Le processus en question est une saccharification et est menée à bien par l’action d’enzymes spécifiques.

Le paramètre auquel il faut accorder le plus d’importance pendant l’empâtage est la température. En effet, l’empâtage est réalisé au moyen de paliers de température (empâtage monopalier ou multipalier).

Il existe également différentes techniques d’empâtage : la chauffe directe, l’infusion ou la décoction. Attention cependant, l’empâtage n’est réalisé seulement dans le brassage dit “tout grain”. Lors de l’utilisation d’extrait de malt, l’empâtage a été préalablement réalisé.

méthodes d’empâtage Selon les traditions brassicoles différentes méthodes d’empâtage sont menées. Ainsi, en général, les britanniques ont pour habitudes de privilégier la chauffe directe, les franco-belges préfèrent l’infusion et les allemands travaillent préférentiellement en décoction.

1- Chauffe directe Dans cette technique, le malt concassé est mélangé directement dans l’eau, dans une cuve de brassage. Cette cuve de brassage est placée sur une source de chaleur ou est électrique. La température est contrôlée et la chauffe est directement ajustée selon que la maische est trop chaude ou trop froide. Il s’agit de la technique la plus simple à mettre en œuvre. Il est possible d’envisager une chauffe directe avec recirculation du moût pour une meilleure homogénéisation et éviter le malt brûlé en fond de cuve.

2- Infusion Ici, la maische est mise à bonne température dans un équipement isolé thermiquement. En général, le brasseur utilise l’équivalent d’une glacière plus ou moins élaborée, selon qu’elle comporte un robinet ou un système de filtration. Cette technique est un peu plus complexe car elle nécessite des calculs préalables pour établir la quantité et la température de l’eau à ajouter. La température est également contrôlée. Si un ajustement est nécessaire, un volume d’eau plus ou moins chaud, plus ou moins important, est additionné. Cependant cette technique ne nécessite pas de brassage, la température étant par principe homogène.

3- Décoction Enfin cette technique de décoction est moins utilisée en brassage amateur. En deux mots, il s’agit ici d’extraire et de faire chauffer séparément une partie de la maische. Cette portion est montée à température très haute, permettant ainsi de faire monter la température globale à son retour dans le mélange initial. La décoction aurait le pouvoir de renforcer les saveurs du malt.

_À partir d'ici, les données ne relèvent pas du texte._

PR #219, opened 2019-05-28
Make docker config params environment-aware

echee2:
# Background

We recently added expanded support to make global config params as well as k8s-related config params "environment-aware"

This needs to be expanded to docker config params as it is a major pain point for docker customers.

This PR makes docker config params environment-aware and also installs unit tests.

### DIFF
--- a/scalyr_agent/all_tests.py
+++ b/scalyr_agent/all_tests.py
@@ -57,6 +57,7 @@ PYTHON24_WHITELIST = [
 ]
 
 PRE_PYTHON27_WHITELIST = [
+    'scalyr_agent.tests.configuration_docker_test',
     'scalyr_agent.tests.configuration_k8s_test',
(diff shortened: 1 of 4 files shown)


echee2:
@imron I've fixed the broken unit test. Should be ready for review (in particular pls double check that the docker monitor config params that I'm making environment-aware are indeed suitable to become environment aware).

Also note I've added custom envar names if the config param itself is too "generic".  E.g. `readback_buffer_size` and `log_mode` are too generic so I've prepended SCALYR_DOCKER_ instead of just SCALYR_ for the env variable name. (For the others, I am assuming the semantics of the name itself identify them as belonging to docker (or k8s) monitor)

echee2:
OK. I removed the 2 params we discussed and also tested by launching docker json with following environment configs and then verified they propagated (with custom debug statements):

image

image

PR #541, opened 2020-05-19
Add additional config path as an option

imron:
Under kubernetes, it is not convenient to specify custom configuration snippets in the agent.d directory without overriding core configuration snippets.

This PR allows users to keep the default configuration snippets we provide, but also provide their own configuration snippets in an additional configuration directory.

This additional configuration directory is specified via an environment variable or a command line parameter.

If present, the agent will process all .json files in this directory and add them to its current configuration.

This only applies to the main agent, and not the agent config scripts.

### DIFF
--- a/scalyr_agent/agent_main.py
+++ b/scalyr_agent/agent_main.py
@@ -149,6 +149,10 @@ class ScalyrAgent(object):
         self.__default_paths = platform_controller.default_paths
 
         self.__config_file_path = None
+
+        # An extra directory for config snippets
+        self.__extra_config_dir = None
+
         # If the current contents of the configuration file has errors in it, then this will be set to the config
         # object produced by reading it.
         self.__current_bad_config = None
@@ -244,6 +248,10 @@ class ScalyrAgent(object):
         status_format = command_options.status_format
         self.__no_fork = command_options.no_fork
         no_check_remote = False
+
+        self.__extra_config_dir = Configuration.get_extra_config_dir(
+            command_options.extra_config_dir
+        )
 
         # We process for the 'version' command early since we do not need the configuration file for it.
         if command == "version":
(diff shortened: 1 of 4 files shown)


scalyr_agent/agent_main.py
```diff
@@ -1750,6 +1763,12 @@ def stop(self):
         help="Read configuration from FILE",
         metavar="FILE",
     )
+    parser.add_option(
+        "--additional-config-dir",
```
czerwingithub, line 1767: Ok, something feels a bit awkward about calling this additional-config-dir and then treating it as something extra, on top, of the normal one.  What if we just allowed for this to be a list and default it to `agent.d`.  So, we would have a config option `--config-dir` or `--config-dirs` where it could be a comma separated list of configuration directories.  Same with the environment variable.

I know, it's bit of a change from what you've done.  But, these two items are really the same type of thing and it's more general to treat it as a list.

What do you think?  I'm going back and forth on it.  If don't change it to a list, then maybe a better name. 
 The `additional-config-dir` seems just too long / awkward.  Maybe `extra-config-dir`, or `custom-config-dir`, or `secondary-config-dir`?

Ok, I'll leave it up to.

imron: The problem with having it as a list is that someone could redefine the list - and accidentally leave of `agent.d`, which would then break the agent (at least in k8s world where we have a bunch of essential files in `agent.d`).

Happy to rename to `extra-config-dir`?

imron: I also imagine the most common usage of this (k8s) will be done with environment vars, and for non-k8s usage it's not really that necessary (this feature came about because k8s configmaps can't map sub-directories to files, but no such problem exists in standalone world).

PR #542, opened 2020-05-19
AGENT-373 K8 agent doesn't collect logs from a CronJob 

imron:
When the k8s monitor is using the docker socket for querying containers, it misses out on short-lived pods.

The reason this happens is that when we query the docker socket, we query all containers (running and stopped), but filter them by containers started after the previous time we queried the containers.

This allows us to pick up short-lived containers that started and stopped since our previous query.

However, since the k8s ratelimiter changes were added, if no matching pod is found in the k8s cache then the container is also skipped. This will always happen the first time a pod is queried on the cache, and so it means that short-lived pods are now ignored, because they won't show up when we next query the list of running containers, because it will only show containers created after our previous call.

There is no clean way to address this issue, however after investigating a number of different options and discussions with Steven, the way we will handle this is to extend the amount of time we allow for dead containers.

### DIFF
--- a/scalyr_agent/builtin_monitors/kubernetes_monitor.py
+++ b/scalyr_agent/builtin_monitors/kubernetes_monitor.py
@@ -1000,6 +1000,7 @@ class ControlledCacheWarmer(StoppableThread):
         # The list of containers whose pods are eligible to be warmed in the cache.  Essentially, the active_pods
         # minus those already warmed or blacklisted.
         self.__containers_to_warm = []
+
         self.__max_failure_count = max_failure_count
         self.__blacklist_time_secs = blacklist_time_secs
         self.__max_query_retries = max_query_retries
@@ -1053,6 +1054,49 @@ class ControlledCacheWarmer(StoppableThread):
             self.__condition_var.notify_all()
         finally:
             self.__condition_var.release()
+
+    def mark_has_been_used(self, container_id, unmark_to_warm=False):
+        """
+        Marks a WarmingEntry as having been used.  This typically means that
+        the container id has been returned as a container that should be
+        watched by the agent.
+        @param container_id: the container id of the warming entry to mark as used
+        @param unmark_to_warm: whether or not to unmark the WarmingEntry as something to warm
+        """
+        self.__lock.acquire()
+        try:
+            entry = self.__active_pods.get(container_id, None)
+            if entry:
+                entry.has_been_used = True
+
+                if unmark_to_warm:
+                    entry.is_recently_marked = False
+
+        finally:
+            self.__lock.release()
+
+    def pending_first_use(self, container_id):
+        """
+        Returns whether a WarmingEntry for a container_id is awaiting its first use
+
+        @param container_id: the container id to check
+
+        @return: Whether or not the entry has been marked as used. If this is
+        False, it typically means this container's log has not yet been
+        included in the list of logs to copy. If this container is not part of
+        the active set, always returns False.
+        """
+        self.__lock.acquire()
+        try:
+            entry = self.__active_pods.get(container_id, None)
+            if entry:
+                return not entry.has_been_used
+
+        finally:
+            self.__lock.release()
+
+        # if we are here, then the container id didn't have a warming entry.
+        return False
 
     def begin_marking(self):
         """Must be invoked before any container is marked as being active, by invoking `mark_to_warm`.
@@ -1569,9 +1613,11 @@ class ControlledCacheWarmer(StoppableThread):
             self.pod_namespace = pod_namespace
             # The associated pod's name.
             self.pod_name = pod_name
-            # The time when this pod was first requested to be warmed
+            # Whether or not this is a new warming entry that has never been used
+            self.has_been_used = False
+            # The most recent time when this pod was requested to be warmed - gets updated after cache expiry
             self.start_time = None
-            # Whether or not it has been successfully warmed.
+            # Whether or not it is currently warmed.
             self.is_warm = False
             # Used to indicate if it is been marked in the most recent marking run started by `begin_marking`.
             self.is_recently_marked = False
@@ -1673,9 +1719,18 @@ def _get_containers(
                 # Note we need to *include* results that were created after the 'running_or_created_after' time.
                 # that means we need to *ignore* any containers created before that
                 # hence the reason 'create_before' is assigned to a value named '...created_after'
-                if _ignore_old_dead_container(
+                is_old_dead_container = _ignore_old_dead_container(
                     container, created_before=running_or_created_after
-                ):
+                )
+
+                # AGENT-373/270 - we don't want to ignore containers that are still
+                # pending first use, otherwise we will miss out on short-lived logs
+                pending_first_use = False
+                if controlled_warmer is not None:
+                    pending_first_use = controlled_warmer.pending_first_use(cid)
+
+                # ignore containers that are old and dead and whose logs are already being copied
+                if is_old_dead_container and not pending_first_use:
                     continue
 
                 if len(container["Names"]) > 0:
@@ -1814,6 +1869,15 @@ def _get_containers(
                                             ignore_k8s_api_exception=True,
                                         )
                                         if pod:
+                                            # We've read the pod from the cache, so any WarmingEntry associated
+                                            # with this has now been used.  This ensures we pick up short lived
+                                            # logs that finished before they had a warm entry in the k8s_cache
+                                            if controlled_warmer is not None:
+                                                controlled_warmer.mark_has_been_used(
+                                                    cid,
+                                                    unmark_to_warm=is_old_dead_container,
+                                                )
+
                                             k8s_info["pod_info"] = pod
 
                                             k8s_container = k8s_info.get(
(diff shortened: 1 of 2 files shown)


imron:
I had spotted the same flaw and was trying to think of a good way out of it and I think what you've suggested is good.

The code in this commit is because I'm trying to get in to the habit of creating [WIP] draft PRs once I start working on a ticket, and I couldn't find a way to do that without having at least one commit on the branch, hence that initial commit.

imron:
Ok. This approach doesn't work either.

Imagine:

1. 0s - first iteration of loop
2. 2s - container 123 created and finished
3. 5s - first iteration of the loop where 123 is detected
   previous iteration was at 0s, and 123 was created after 0s so it is included
   but... 123 isn't in cache so it is marked as 'waiting to warm' and dropped from this iteration
   cachewarmer then sends query to api for container 123
4. 7s - cachewarmer receives response from api, and container 123 is no longer pending because it is now warm
5. 10s - second iteration through the loop where 123 is detected
   we see container 123 was created before 5s so plan to ignore it
   we check cachewarmer for pending containers, but 123 is no longer pending, so we do ignore it

Instead I've gone with a variation on this approach

* When a WarmingEntry is created, it is marked as `new`.
* We only ignore dead containers if the WarmingEntry for the container is not new
* We don't set the WarmingEntry to 'not new' until we have read it from the cache at least once.

There's no need to worry about building up dead containers because, because k8s will eventually remove them from docker, and then we'll stop trying to query them.

I've tested this and it works, and will be uploading it in a moment.

scalyr_agent/builtin_monitors/kubernetes_monitor.py
```diff
@@ -1054,6 +1055,38 @@ def _prepare_to_stop(self):
         finally:
             self.__condition_var.release()
 
+    def mark_not_new(self, container_id):
```
czerwingithub, line 1058: I think `new` is too overloaded in this context.  Can we call this `mark_as_used` where we define if it we've used this warmed cache entry or not.

scalyr_agent/builtin_monitors/kubernetes_monitor.py
```diff
@@ -1054,6 +1055,38 @@ def _prepare_to_stop(self):
...
+        self.__lock.acquire()
+        try:
+            entry = self.__active_pods.get(container_id, None)
+            if entry:
+                entry.is_new = False
+
+        finally:
+            self.__lock.release()
+
+    def is_new(self, container_id):
```
czerwingithub, line 1072: Likewise, this turns into `has_been_used`.

scalyr_agent/builtin_monitors/kubernetes_monitor.py
```diff
@@ -1569,9 +1602,11 @@ def __init__(self, pod_namespace, pod_name):
             self.pod_namespace = pod_namespace
             # The associated pod's name.
             self.pod_name = pod_name
-            # The time when this pod was first requested to be warmed
+            # Whether or not this is a new warming entry that has never been warmed
+            self.is_new = True
```
czerwingithub, line 1606: s/is_new/has_been_used

scalyr_agent/builtin_monitors/kubernetes_monitor.py
```diff
@@ -1670,13 +1705,22 @@ def _get_containers(
...
-                # Note we need to *include* results that were created after the 'running_or_created_after' time.
-                # that means we need to *ignore* any containers created before that
-                # hence the reason 'create_before' is assigned to a value named '...created_after'
-                if _ignore_old_dead_container(
-                    container, created_before=running_or_created_after
-                ):
-                    continue
+                # AGENT-373/270 - we don't want to ignore containers that are still
+                # waiting to be warmed, otherwise we will miss out on short-lived
+                # logs
```
czerwingithub, line 1710: Ok, I would rewrite this a little bit differently in order to better capture what's going on.  I also want to use the `is_old_dead_container`:

```
       is_old_dead_container = _ignore_old_dead_container(container, created_before=running_or_created_after)
       has_been_used = controlled_warmer.has_been_used(container) if controlled_warmer is not None else False
       if is_old_dead_container and has_been_used:
           continue:
```

It kind of would be better to flip the sense of this, but that's hard to do given everything else in this loop just uses continues.  Basically, I want it to be pretty apparent that we allow in alive containers, recently dead containers, and old dead containers if we haven't used their cache entry yet.  Maybe we can list all of those cases just in a comment.

scalyr_agent/builtin_monitors/kubernetes_monitor.py
```diff
@@ -1814,6 +1858,12 @@ def _get_containers(
                                             ignore_k8s_api_exception=True,
                                         )
                                         if pod:
+                                            # We've read the pod from the cache, so any WarmingEntry associated
+                                            # with this is no longer new.  This ensures we pick up short lived
+                                            # logs that finished before they had a warm entry in the k8s_cache
+                                            if controlled_warmer is not None:
+                                                controlled_warmer.mark_not_new(cid)
```
czerwingithub, line 1865: I would also propose we add in:

```
   if is_old_dead_container:
       controlled_warmer.unmark_to_warm(cid, namespace, pod_name)
```

The main reason is that my head hurts that when we finish marking in this iteration, old dead containers will still in the active set.  I think that would be surprising ... even though with how the code currently is written, it doesn't make a difference.  However, who knows how we could change this in the future, so I think it's better to just make is so that the dead container doesn't get included.

scalyr_agent/builtin_monitors/kubernetes_monitor.py
imron: As per conversation earlier, this was changed to `pending_first_use`.

scalyr_agent/builtin_monitors/kubernetes_monitor.py
imron: Done, but note that I didn't use the ternary syntax `pending_first_use = controlled_warmer.pending_first_use(container) if controlled_warmer is not None else False` because the Black formatter made it just as many lines as the original but made it more awkward to read.

scalyr_agent/builtin_monitors/kubernetes_monitor.py
imron: Added a parameter to `mark_has_been_used` to say whether or not to also unmark from the warmer.

scalyr_agent/builtin_monitors/kubernetes_monitor.py
```diff
@@ -1054,6 +1055,45 @@ def _prepare_to_stop(self):
         finally:
             self.__condition_var.release()
 
+    def mark_has_been_used(self, container_id, unmark_to_warm=False):
+        """
+        Marks a WarmingEntry as having been used
```
czerwingithub, line 1060: I would just write this as
```
Marks a WarmEntry as having been used.  This typically means that the container id has been returned as a container that should be watched by the agent. 
```

scalyr_agent/builtin_monitors/kubernetes_monitor.py
```diff
@@ -1054,6 +1055,45 @@ def _prepare_to_stop(self):
...
+        @param container_id: the container id of the warming entry to mark as used
+        @param unmark_to_warm: whether or not to unmark the WarmingEntry as somethign to warm
```
czerwingithub, line 1062: s/somethign/something/

scalyr_agent/builtin_monitors/kubernetes_monitor.py
```diff
@@ -1054,6 +1055,45 @@ def _prepare_to_stop(self):
...
+        finally:
+            self.__lock.release()
+
+    def pending_first_use(self, container_id):
+        """
+        Returns whether a WarmingEntry for a container_id is awaiting its first use
+
+        @param container_id: the container id to check
+
+        @return: Whether or not the entry has been consumed by the agent, or False if the
```
czerwingithub, line 1082: I would rewrite this as

```Whether or not the entry has been marked as used.  If this is False, it typically means this container's log has not yet been included in the list of logs to copy.  If this container is not part of the active set, always returns False.```

File: scalyr_agent/builtin_monitors/kubernetes_monitor.py [hunk 9]
```diff
@@ -1569,9 +1609,11 @@ def __init__(self, pod_namespace, pod_name):
             self.pod_namespace = pod_namespace
             # The associated pod's name.
             self.pod_name = pod_name
-            # The time when this pod was first requested to be warmed
+            # Whether or not this is a new warming entry that has never been warmed
```
czerwingithub, line 1612: s/warmed/used/

scalyr_agent/builtin_monitors/kubernetes_monitor.py
```diff
@@ -1673,9 +1715,18 @@ def _get_containers(
...
-                ):
+                )
+
+                # AGENT-373/270 - we don't want to ignore containers that are still
+                # pending first use, otherwise we will miss out on short-lived logs
+                pending_first_use = False
+                if controlled_warmer is not None:
+                    pending_first_use = controlled_warmer.pending_first_use(cid)
+
+                # ignore containers that are old and dead, and that have been seen by the agent at least once
```
czerwingithub, line 1728: How about "ignore containers that are old and dead and whose logs are already being copied"

PR #543, opened 2020-05-20
AGENT-398: Add a method to RateLimiter that will block until there is capacity

yanscalyr:


scalyr_agent/util.py
```diff
@@ -1257,6 +1257,25 @@ def charge_if_available(self, num_bytes, current_time=None):
 
         @return: True if there are enough room in the rate limit to allow the operation.
         """
+        if self._get_time_to_sleep(num_bytes, current_time) > 0.0:
+            return False
+        else:
+            self.__bucket_contents -= num_bytes
+            return True
+
+    def sleep_and_charge(self, num_bytes, current_time=None):
```
czerwingithub, line 1266: I would call this `block_until_charge_succeeds`.  It's a bit wordy, but probably better to use `block` instead of `sleep` (it's a bit of an implementation detail we sleep) and I wanted to make it a little clearer as to what we are blocking on.

scalyr_agent/util.py
```diff
@@ -1257,6 +1257,25 @@ def charge_if_available(self, num_bytes, current_time=None):
...
+        """Sleeps until there are enough bytes available for an operation costing num_bytes, then charges that amount.
+
+        @param num_bytes: The number of bytes to consume from the rate limit.
+        @param current_time: If not none, the value to use as the current time, expressed in seconds past epoch. This
+            is used in testing.
+        """
+        time_to_sleep = self._get_time_to_sleep(num_bytes, current_time)
+        if time_to_sleep > 0.0:
+            time.sleep(time_to_sleep)
```
czerwingithub, line 1275: Technically, if someone sets a zero fill rate, we could try to sleep infinity.  I would instead check at the start of this method if fill rate is zero, and if so, throw an exception saying you cannot use this method if you have a zero fill rate.

scalyr_agent/util.py
```diff
@@ -1257,6 +1257,25 @@ def charge_if_available(self, num_bytes, current_time=None):
...
         """
+        if self._get_time_to_sleep(num_bytes, current_time) > 0.0:
+            return False
+        else:
+            self.__bucket_contents -= num_bytes
+            return True
+
+    def sleep_and_charge(self, num_bytes, current_time=None):
+        """Sleeps until there are enough bytes available for an operation costing num_bytes, then charges that amount.
+
```
czerwingithub, line 1268: I would also say "As a reminder, this abstraction is not thread-safe so no other method should be invoked on this instance while it is blocking."

scalyr_agent/util.py
```diff
@@ -1257,6 +1257,25 @@ def charge_if_available(self, num_bytes, current_time=None):
...
         @return: True if there are enough room in the rate limit to allow the operation.
         """
+        if self._get_time_to_sleep(num_bytes, current_time) > 0.0:
+            return False
+        else:
+            self.__bucket_contents -= num_bytes
+            return True
+
+    def sleep_and_charge(self, num_bytes, current_time=None):
+        """Sleeps until there are enough bytes available for an operation costing num_bytes, then charges that amount.
```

un empâtage monopalier ou un empâtage multipalier

1- le monopalier (single temperature infusion) C’est la méthode la plus simple et elle est “suffisante” pour la plupart des styles de bières. La totalité du grain concassé est mis en infusion dans une eau entre 65 et 68°C pendant 30 à 60 minutes. Le monopalier permet un bon ratio sucres fermestescible et non fermentescible. . 2- le multipalier (multi-rest mashing) Choisir un empâtage multipalier c’est choisir peut-être les complications, mais c’est avant tout choisir la précision.

Le brasseur à ce moment la possibilité d’ajuster précisément le profil de sa bière (plus ou moins sucrée, plus ou moins alcoolisée). Certains palier vous permettent de parfaire la turbidité, votre tenue de mousse. Certains styles de bière ne sont obtenus que par ce processus d’empâtage.